PR #4227, opened 2024-10-07
[account] [docs] Add custom user details example

### LINKED ISSUE #4226: Customize user details section in `<Account/>`
### Summary

- From feedback: https://discord.com/channels/1131323012554174485/1248515176626524200/threads/1290737976934010880

> If i'm not wrong, the menuItems are rendered under the top part and not inside (rectangle in my above picture).
I really would like to display some informations in the top part of the component (where email is normaly displayed).

> I think it could be a great feature !

### Examples

_No response_

### Motivation

_No response_

**Search keywords**: account, user, prop, slot

bharatkashyap:
- Close #4226 

### To Do

- [x] We will export a `useSession()` hook for user to be able to extend it
- [x] Add custom session account example
- [x] Add `useSession` docs pages 

Screenshot 2024-10-13 at 4 32 35 PM

https://deploy-preview-4227--mui-toolpad-docs.netlify.app/toolpad/core/react-use-session/


packages/toolpad-core/src/DashboardLayout/DashboardLayout.tsx
```diff
@@ -679,11 +679,13 @@ DashboardLayout.propTypes /* remove-proptypes */ = {
         iconButton: PropTypes.object,
         signInButton: PropTypes.object,
         signOutButton: PropTypes.object,
+        userDetailsContainer: PropTypes.object,
       }),
       slots: PropTypes.shape({
-        menuItems: PropTypes.elementType,
+        content: PropTypes.elementType,
```
apedroferreira, line 685: Maybe the name `content` is too generic, but it's just my opinion, I don't mind it.

packages/toolpad-core/src/Account/Account.tsx
```diff
@@ -166,19 +159,39 @@ function Account(props: AccountProps) {
...
-        </AccountInfoContainer>
+        {slots?.userDetailsContainer ? (
+          <slots.userDetailsContainer session={session} />
+        ) : (
+          <Box
+            sx={{
+              display: 'flex',
+              flexDirection: 'row',
+              justifyContent: 'space-between',
+              padding: theme.spacing(2),
```
apedroferreira, line 170: Is using a simple `2` here not the same thing? (not sure though)

docs/data/toolpad/core/components/account/account.md
```diff
@@ -30,16 +30,57 @@ When signed out, the component renders as an inline sign in button within the da
...
+##### Crypto Wallet
+
+{{"demo": "AccountSlotsInfo.js", "bg": "outlined" }}
+
+#### User Details Container
+
+By passing a custom component to the `userDetailsContainer` slot, you can override the section which displays the signed-in user's details. The custom component receives a `session` prop which contains the current authentication session:
+
+```tsx
+// ...
```
apedroferreira, line 68: This example doesn't immediately make sense to me: where is the `CustomSession` being used?

apedroferreira (changes requested):
Looks great!
Other than what I added in https://github.com/mui/toolpad/pull/4181# just added some opinions on naming and docs feedback.

docs/data/toolpad/core/components/use-session/use-session.md
```diff
@@ -0,0 +1,54 @@
...
+When using authentication features inside Toolpad Core, a `SessionContext` is created to share session information among all Toolpad Core components. This accepts a default value from the `session` prop of the `AppProvider`.
+
+```js
+<AppProvider session={session}>{props.children}</AppProvider>
+```
+
+The `session` can be created using any authentication provider of your choice. You can access the current value of the `SessionContext` inside Toolpad Core components by invoking the hook:
+
+```js
+const session = useSession();
```
apedroferreira, line 25: Should we show where to import it from here too?

apedroferreira (approved):
Looks great, really easy to understand!
Added some small documentation suggestions.

aress31:
I believe that useSession should return both session and setSession. In many parts of an application, such as the SignInPage, a successful sign-in requires setting the session. Currently, this can only be done at the top level in the AppProvider, forcing the setter to be passed down multiple levels through the component hierarchy. Allowing this hook to both read and update the session directly would significantly expand its usability across various use cases.

bharatkashyap:
> I believe that `useSession` should return both session and `setSession`. In many parts of an application, such as the `SignInPage`, a successful sign-in requires setting the session. Currently, this can only be done at the top level in the `AppProvider`, forcing the setter to be passed down multiple levels through the component hierarchy. Allowing this hook to both read and update the session directly would significantly expand its usability across various use cases.

I'll update the original issue you created with this and we can track this as a feature request to be discussed and potentially added (or not) to the roadmap - let me know if that's okay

* [Task goal] Write every record out again exactly.

* [Task solution]
PR #4227, opened 2024-10-07
[account] [docs] Add custom user details example

### LINKED ISSUE #4226: Customize user details section in `<Account/>`
### Summary

- From feedback: https://discord.com/channels/1131323012554174485/1248515176626524200/threads/1290737976934010880

> If i'm not wrong, the menuItems are rendered under the top part and not inside (rectangle in my above picture).
I really would like to display some informations in the top part of the component (where email is normaly displayed).

> I think it could be a great feature !

### Examples

_No response_

### Motivation

_No response_

**Search keywords**: account, user, prop, slot

bharatkashyap:
- Close #4226 

### To Do

- [x] We will export a `useSession()` hook for user to be able to extend it
- [x] Add custom session account example
- [x] Add `useSession` docs pages 

Screenshot 2024-10-13 at 4 32 35 PM

https://deploy-preview-4227--mui-toolpad-docs.netlify.app/toolpad/core/react-use-session/


packages/toolpad-core/src/DashboardLayout/DashboardLayout.tsx
```diff
@@ -679,11 +679,13 @@ DashboardLayout.propTypes /* remove-proptypes */ = {
         iconButton: PropTypes.object,
         signInButton: PropTypes.object,
         signOutButton: PropTypes.object,
+        userDetailsContainer: PropTypes.object,
       }),
       slots: PropTypes.shape({
-        menuItems: PropTypes.elementType,
+        content: PropTypes.elementType,
```
apedroferreira, line 685: Maybe the name `content` is too generic, but it's just my opinion, I don't mind it.

packages/toolpad-core/src/Account/Account.tsx
```diff
@@ -166,19 +159,39 @@ function Account(props: AccountProps) {
...
-        </AccountInfoContainer>
+        {slots?.userDetailsContainer ? (
+          <slots.userDetailsContainer session={session} />
+        ) : (
+          <Box
+            sx={{
+              display: 'flex',
+              flexDirection: 'row',
+              justifyContent: 'space-between',
+              padding: theme.spacing(2),
```
apedroferreira, line 170: Is using a simple `2` here not the same thing? (not sure though)

docs/data/toolpad/core/components/account/account.md
```diff
@@ -30,16 +30,57 @@ When signed out, the component renders as an inline sign in button within the da
...
+##### Crypto Wallet
+
+{{"demo": "AccountSlotsInfo.js", "bg": "outlined" }}
+
+#### User Details Container
+
+By passing a custom component to the `userDetailsContainer` slot, you can override the section which displays the signed-in user's details. The custom component receives a `session` prop which contains the current authentication session:
+
+```tsx
+// ...
```
apedroferreira, line 68: This example doesn't immediately make sense to me: where is the `CustomSession` being used?

apedroferreira (changes requested):
Looks great!
Other than what I added in https://github.com/mui/toolpad/pull/4181# just added some opinions on naming and docs feedback.

docs/data/toolpad/core/components/use-session/use-session.md
```diff
@@ -0,0 +1,54 @@
...
+When using authentication features inside Toolpad Core, a `SessionContext` is created to share session information among all Toolpad Core components. This accepts a default value from the `session` prop of the `AppProvider`.
+
+```js
+<AppProvider session={session}>{props.children}</AppProvider>
+```
+
+The `session` can be created using any authentication provider of your choice. You can access the current value of the `SessionContext` inside Toolpad Core components by invoking the hook:
+
+```js
+const session = useSession();
```
apedroferreira, line 25: Should we show where to import it from here too?

apedroferreira (approved):
Looks great, really easy to understand!
Added some small documentation suggestions.

aress31:
I believe that useSession should return both session and setSession. In many parts of an application, such as the SignInPage, a successful sign-in requires setting the session. Currently, this can only be done at the top level in the AppProvider, forcing the setter to be passed down multiple levels through the component hierarchy. Allowing this hook to both read and update the session directly would significantly expand its usability across various use cases.

bharatkashyap:
> I believe that `useSession` should return both session and `setSession`. In many parts of an application, such as the `SignInPage`, a successful sign-in requires setting the session. Currently, this can only be done at the top level in the `AppProvider`, forcing the setter to be passed down multiple levels through the component hierarchy. Allowing this hook to both read and update the session directly would significantly expand its usability across various use cases.

I'll update the original issue you created with this and we can track this as a feature request to be discussed and potentially added (or not) to the roadmap - let me know if that's okay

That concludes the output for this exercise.